Brief:
Please repeat the lines below, exactly and only, from the one that holds "### LINKED ISSUE" through the one that holds "- Single-endpoint resources".

Data provided:
++++
PR #2359, opened 2026-05-26
fix(cli): emit happy args annotations

### LINKED ISSUE #2180: generator: emit pp:happy-args annotation on promoted commands from spec field
## Summary

The Printing Press runtime supports a `pp:happy-args` Cobra annotation for live-dogfood happy-path fixtures (`internal/pipeline/runtime_commands.go:happyArgsAnnotation`), but there is no spec field to declare those fixtures and no template emission for them on promoted-endpoint commands. The result: promoted commands whose endpoints require at-least-one-of conditional query params ship with broken live-dogfood happy-path coverage and no in-spec way to fix it. Half-built feature: runtime parser exists, propagation doesn't.

## Affected pattern

Any spec resource whose single promoted endpoint requires conditional query params produces this failure. Concrete subclasses:

- Annotation/referent lookup endpoints where the API requires one of `{song_id, web_page_id, created_by_id}` or similar parent-key alternatives
- Search endpoints where `q` (or equivalent) is required but not declared `positional`
- Single-endpoint resources for lookup-only flows (URL → canonical resource, slug → ID) where the input flag is required but not type-checked
- Auth-flow primitives (register/login/refresh) whose body or query params are conditionally required

The dogfood matrix probes the bare command first (no args) and classifies the resulting 4xx as `http_4xx`. There is no in-spec way to declare "use this fixture for the happy-path probe," so the failure ships uncorrectable in the current pipeline.

## Surfaced during

A reprint run against the Genius API — Phase 5 live dogfood: 6/96 failures, all `http_4xx`, all on promoted endpoints requiring conditional query params:

- `referents` happy_path + json_fidelity → HTTP 422 (`/referents` requires `song_id`, `web_page_id`, or `created_by_id`)
- `web-pages` happy_path + json_fidelity → HTTP 404 (`/web_pages/lookup` requires one of `--raw-annotatable-url`/`--canonical-url`/`--og-url`)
++++
Answer for the task:
### LINKED ISSUE #2180: generator: emit pp:happy-args annotation on promoted commands from spec field
## Summary

The Printing Press runtime supports a `pp:happy-args` Cobra annotation for live-dogfood happy-path fixtures (`internal/pipeline/runtime_commands.go:happyArgsAnnotation`), but there is no spec field to declare those fixtures and no template emission for them on promoted-endpoint commands. The result: promoted commands whose endpoints require at-least-one-of conditional query params ship with broken live-dogfood happy-path coverage and no in-spec way to fix it. Half-built feature: runtime parser exists, propagation doesn't.

## Affected pattern

Any spec resource whose single promoted endpoint requires conditional query params produces this failure. Concrete subclasses:

- Annotation/referent lookup endpoints where the API requires one of `{song_id, web_page_id, created_by_id}` or similar parent-key alternatives
- Search endpoints where `q` (or equivalent) is required but not declared `positional`
- Single-endpoint resources for lookup-only flows (URL → canonical resource, slug → ID) where the input flag is required but not type-checked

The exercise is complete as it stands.